-- EXTRACTED MATERIAL follows --
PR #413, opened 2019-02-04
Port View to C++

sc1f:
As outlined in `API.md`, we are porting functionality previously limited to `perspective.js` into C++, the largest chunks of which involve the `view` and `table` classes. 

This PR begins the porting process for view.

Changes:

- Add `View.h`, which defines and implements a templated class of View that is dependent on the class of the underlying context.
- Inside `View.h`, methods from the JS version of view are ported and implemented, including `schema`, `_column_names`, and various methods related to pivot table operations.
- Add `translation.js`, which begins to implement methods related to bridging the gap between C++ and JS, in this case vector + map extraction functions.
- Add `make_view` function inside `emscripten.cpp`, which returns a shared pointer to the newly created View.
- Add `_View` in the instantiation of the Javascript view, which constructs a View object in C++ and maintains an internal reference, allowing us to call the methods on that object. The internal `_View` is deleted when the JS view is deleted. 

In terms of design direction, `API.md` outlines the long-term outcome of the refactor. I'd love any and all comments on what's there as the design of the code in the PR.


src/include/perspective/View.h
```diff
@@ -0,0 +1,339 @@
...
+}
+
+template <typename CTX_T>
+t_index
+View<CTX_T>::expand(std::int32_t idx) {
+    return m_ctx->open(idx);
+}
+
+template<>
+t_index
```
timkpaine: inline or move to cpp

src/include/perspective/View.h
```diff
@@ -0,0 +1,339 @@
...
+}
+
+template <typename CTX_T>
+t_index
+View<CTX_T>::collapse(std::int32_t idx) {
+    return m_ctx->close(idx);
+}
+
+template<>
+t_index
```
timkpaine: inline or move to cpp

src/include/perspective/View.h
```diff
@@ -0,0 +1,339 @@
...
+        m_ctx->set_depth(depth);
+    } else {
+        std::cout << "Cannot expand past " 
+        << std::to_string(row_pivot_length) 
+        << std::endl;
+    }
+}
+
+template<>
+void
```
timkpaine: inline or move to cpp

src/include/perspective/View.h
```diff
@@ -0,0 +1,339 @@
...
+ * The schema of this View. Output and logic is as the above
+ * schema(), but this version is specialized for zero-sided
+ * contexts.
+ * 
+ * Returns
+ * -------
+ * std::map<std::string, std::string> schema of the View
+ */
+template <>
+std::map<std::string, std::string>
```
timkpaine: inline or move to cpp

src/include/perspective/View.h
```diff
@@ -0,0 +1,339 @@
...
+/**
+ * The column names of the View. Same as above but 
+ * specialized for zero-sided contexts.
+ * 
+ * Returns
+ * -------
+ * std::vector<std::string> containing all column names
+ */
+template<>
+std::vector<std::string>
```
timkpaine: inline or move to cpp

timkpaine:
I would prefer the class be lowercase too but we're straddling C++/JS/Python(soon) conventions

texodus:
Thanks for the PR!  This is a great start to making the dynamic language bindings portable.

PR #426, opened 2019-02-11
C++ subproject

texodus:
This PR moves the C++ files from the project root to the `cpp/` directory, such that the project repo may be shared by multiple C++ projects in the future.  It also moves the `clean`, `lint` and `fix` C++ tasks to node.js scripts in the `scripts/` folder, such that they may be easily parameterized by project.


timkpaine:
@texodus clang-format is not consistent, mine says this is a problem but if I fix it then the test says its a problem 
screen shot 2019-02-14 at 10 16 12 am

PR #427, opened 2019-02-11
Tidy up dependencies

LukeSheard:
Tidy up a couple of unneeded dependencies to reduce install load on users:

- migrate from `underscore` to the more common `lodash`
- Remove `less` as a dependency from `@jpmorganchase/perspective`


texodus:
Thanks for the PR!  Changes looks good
-- EXTRACTED MATERIAL concluded --
## AIM OF THE EXERCISE
The entries are to be retyped in full, with no alteration.

## TASK SOLUTION
PR #413, opened 2019-02-04
Port View to C++

sc1f:
As outlined in `API.md`, we are porting functionality previously limited to `perspective.js` into C++, the largest chunks of which involve the `view` and `table` classes. 

This PR begins the porting process for view.

Changes:

- Add `View.h`, which defines and implements a templated class of View that is dependent on the class of the underlying context.
- Inside `View.h`, methods from the JS version of view are ported and implemented, including `schema`, `_column_names`, and various methods related to pivot table operations.
- Add `translation.js`, which begins to implement methods related to bridging the gap between C++ and JS, in this case vector + map extraction functions.
- Add `make_view` function inside `emscripten.cpp`, which returns a shared pointer to the newly created View.
- Add `_View` in the instantiation of the Javascript view, which constructs a View object in C++ and maintains an internal reference, allowing us to call the methods on that object. The internal `_View` is deleted when the JS view is deleted. 

In terms of design direction, `API.md` outlines the long-term outcome of the refactor. I'd love any and all comments on what's there as the design of the code in the PR.


src/include/perspective/View.h
```diff
@@ -0,0 +1,339 @@
...
+}
+
+template <typename CTX_T>
+t_index
+View<CTX_T>::expand(std::int32_t idx) {
+    return m_ctx->open(idx);
+}
+
+template<>
+t_index
```
timkpaine: inline or move to cpp

src/include/perspective/View.h
```diff
@@ -0,0 +1,339 @@
...
+}
+
+template <typename CTX_T>
+t_index
+View<CTX_T>::collapse(std::int32_t idx) {
+    return m_ctx->close(idx);
+}
+
+template<>
+t_index
```
timkpaine: inline or move to cpp

src/include/perspective/View.h
```diff
@@ -0,0 +1,339 @@
...
+        m_ctx->set_depth(depth);
+    } else {
+        std::cout << "Cannot expand past " 
+        << std::to_string(row_pivot_length) 
+        << std::endl;
+    }
+}
+
+template<>
+void
```
timkpaine: inline or move to cpp

src/include/perspective/View.h
```diff
@@ -0,0 +1,339 @@
...
+ * The schema of this View. Output and logic is as the above
+ * schema(), but this version is specialized for zero-sided
+ * contexts.
+ * 
+ * Returns
+ * -------
+ * std::map<std::string, std::string> schema of the View
+ */
+template <>
+std::map<std::string, std::string>
```
timkpaine: inline or move to cpp

src/include/perspective/View.h
```diff
@@ -0,0 +1,339 @@
...
+/**
+ * The column names of the View. Same as above but 
+ * specialized for zero-sided contexts.
+ * 
+ * Returns
+ * -------
+ * std::vector<std::string> containing all column names
+ */
+template<>
+std::vector<std::string>
```
timkpaine: inline or move to cpp

timkpaine:
I would prefer the class be lowercase too but we're straddling C++/JS/Python(soon) conventions

texodus:
Thanks for the PR!  This is a great start to making the dynamic language bindings portable.

PR #426, opened 2019-02-11
C++ subproject

texodus:
This PR moves the C++ files from the project root to the `cpp/` directory, such that the project repo may be shared by multiple C++ projects in the future.  It also moves the `clean`, `lint` and `fix` C++ tasks to node.js scripts in the `scripts/` folder, such that they may be easily parameterized by project.


timkpaine:
@texodus clang-format is not consistent, mine says this is a problem but if I fix it then the test says its a problem 
screen shot 2019-02-14 at 10 16 12 am

PR #427, opened 2019-02-11
Tidy up dependencies

LukeSheard:
Tidy up a couple of unneeded dependencies to reduce install load on users:

- migrate from `underscore` to the more common `lodash`
- Remove `less` as a dependency from `@jpmorganchase/perspective`


texodus:
Thanks for the PR!  Changes looks good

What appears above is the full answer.